Moby Dick

Herman Melville

 

Traducción de Enrique Pezzoni

Ilustraciones de Rockwell Kent

Editorial Debate

767 páginas

Quizá sea cierto que no tendríamos poesía amorosa sin los trovadores aquitanos, pero lo que sí es indudable es que es a Defoe, a Stevenson, a Conrad, a Melville a quienes les debemos la épica de los muelles, el amor a los barcos y la vieja e inestinguible nostalgia del mar.

Uno de ellos, Herman Melville, navegó durante cuatro años. Cuando marchó era un joven enfermizo y pálido. Al volver, apareció un marinero de espaldas anchas y manos enormes, sano y dispuesto a escribir grandes libros. Y aunque sus esperanzas fueron a menudo superiores a sus logros, fue capaz de firmar esta novela. Moby Dick. La única que a William Faulkner le hubiera gustado haber escrito.

El argumento lo conoce cualquier muchacho. Ismael llega a Nantucket y conoce a un arponero caníbal, tatuado y de cabeza azulada: Queequeg. Ambos embarcan en el Pquod, viejo ballenero capitaneado por un anciano tenebroso al que le falta una pierna: Ahab. De la locura de éste y de su ciego deseo de encontrar a Moby Dick todos recordamos al menos un eco.

Pero el libro no se queda en la sola narración de ese viaje infinito tras la Ballena Blanca. Eso hubiera sido únicamente otra vuelta al mundo. Melville quiere más. Escribir un tratado de cetología; explicarnos hasta la última costumbre del mar; la caza de la ballena; la forma de sacarle el esperma; que nos quememos con él en la aguas calmadas del Ecuador; que también dediquemos las noches de vigía a solucionar problemas matemáticos. Probablemente por eso este libro resulta extraño. El itinerario de la novela es el del mismo barco. Y viajan en un velero. Y en esas travesías hay días de tormenta, días de viento favorable, días de calma y días en los botes, remando tras Leviatán.

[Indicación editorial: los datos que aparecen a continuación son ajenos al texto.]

PR #451, opened 2025-08-05
Improve testFailure tool docs

digitarald:
Based on recent analysis that NEVER usedthe test failure tools to debug failing tests.


connor4312:
Models shouldn't really ever use this tool directly, since they get the output they need from the test run tool. This is useful for referencing in the prompt but we should actually exclude it from the model otherwise.

digitarald:
Ok, if we plan to exclude it that would be a better tool flow.

PR #463, opened 2025-08-05
nes: respect additionalUris' copilot ignore

ulugbekna:
fix https://github.com/microsoft/vscode/issues/259791


src/extension/xtab/node/xtabProvider.ts
```diff
@@ -370,10 +373,24 @@ export class XtabProvider extends ChainedStatelessNextEditProvider {
 				activeExperiments: new Map(),
 				timeBudget: debounceTime
 			};
+
+			const isSnippetIgnored = async (item: ContextItem): Promise<boolean> => {
+				if (item.kind === ContextKind.Snippet && item.additionalUris) {
```
dbaeumer: You need to check both uri and additionalUris on a snippet item. Or does this happen somewhere else?

dbaeumer (changes requested):

src/extension/xtab/node/xtabProvider.ts
ulugbekna: thank you for the catch! addressed

PR #469, opened 2025-08-05
Show token use against available context window on Chat message hover

pierceboggan:
This PR adds support for visualizing current token usage against the model's available context window upon hover on a chat message:
image

This information was already present in the Copilot Chat debug log that is available with "Developer: Show Chat Debug View", but now is more visible and present directly within the chat message.

### DIFF
--- a/src/extension/prompt/common/conversation.ts
+++ b/src/extension/prompt/common/conversation.ts
@@ -328,6 +328,16 @@ export interface IResultMetadata {
 	toolCallResults?: Record<string, LanguageModelToolResult>;
 	maxToolCallsExceeded?: boolean;
 	summary?: { toolCallRoundId: string; text: string };
+
+	/**
+	 * Token usage information for the response
+	 */
+	tokenUsage?: {
+		promptTokens: number;
+		completionTokens?: number;
+		totalTokens: number;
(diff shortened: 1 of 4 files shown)


cmtzco:
I'm a fan of the bar shown in the AI Usage Statistics. When hovered it could show the actual token usage and percentage. 

image

demiliani:
Why not showing something more clear, like the following:
IMG_1504

cmtzco:
> Why not showing something more clear, like the following:
> 
> IMG_1504
> 
> 

While I agree that more information is generally better, not all users are advanced and prefer to see all that data. Instead, displaying it in a quick glance bar, such as the context usage percentage, would be more user-friendly and less overwhelming. Additionally, with the current amount of information already present in the window, adding more stats would only clutter the screen and reduce the available space for work or chat. Hovering over the relevant information would be a great way to display this data without taking up too much space on the window.

isidorn:
Thanks @pierceboggan for starting with this PR. I will try to pick this up with making changes on the core side (as opposed to contributing this from an extension). I will go ahead and close this PR for now, but the work will continue in a new one in vscode - https://github.com/microsoft/vscode/pull/261829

No hay dudas. Un libro único. ¿Por qué, entonces, lo hemos tenido condenado a los círculos infernales de la literatura juvenil y las indignas ediciones de mercadillo? ¿Por qué no ha merecido que lo publiquemos como se merece? ¿Somos, acaso, un pueblo envidioso que no soporta que otras lenguas escriban obras así? ¿Es que no sabemos que, a nosotros también, llegará el Día del Juicio y que por mucho menos ya seríamos condenados?. En fin. Menos mal que ha venido la Editorial Debate a salvarnos con esta bellísima edición que se completa con las ilustraciones que dibujó Rockwell Kent en 1930

Y el estilo. El maravilloso estilo de Melville. Imposible sin la protestante lectura diaria de la Biblia, es deudor también de un fenómeno extraño que, a mediados del siglo XIX, llevó cerca de la perfección a algunos escritores que habían nacido entre 1804 y 1819 en la costa atlántica de Estados Unidos: Hawthorne, Poe, Whitman y Melville. Lean, lean, si no me creen.

 

He aquí, pues, a este viejo canoso e impío, persiguiendo con maldiciones a una ballena digna de Job por el mundo entero, al frente de una tripulación compuesta principalmente de mestizos renegados, parias y caníbales, moralmente debilitados por la insuficiencia de la simple virtud inerme o la rectitud de Starbuck, la invulnerable despreocupación y ligereza de Stubb y la total mediocridad de Flask. Una tripulación mandada por semejantes oficiales parecía especialmente escogida por alguna fatalidad infernal para auxiliar a Ahab en su viaje monomaníaco. De este modo fue posible que todos los hombres respondieran a la ira del viejo y su alma se dejara poseer por un perverso hechizo, a tal punto que, a veces, el odio de Ahab parecía el de ellos mismos, y la  Ballena Blanca, un enemigo insoportable para ellos como para él mismo. Es tarea superior a las fuerzas de Ismael explicar cómo ocurrió todo esto.

 

Ya hemos llegado. Cerramos el libro y el sabor es ácido como el final de un viaje feliz. Sólo hay un consuelo. Llamarle Ismael y pedirle que nos cuente una vez más su historia.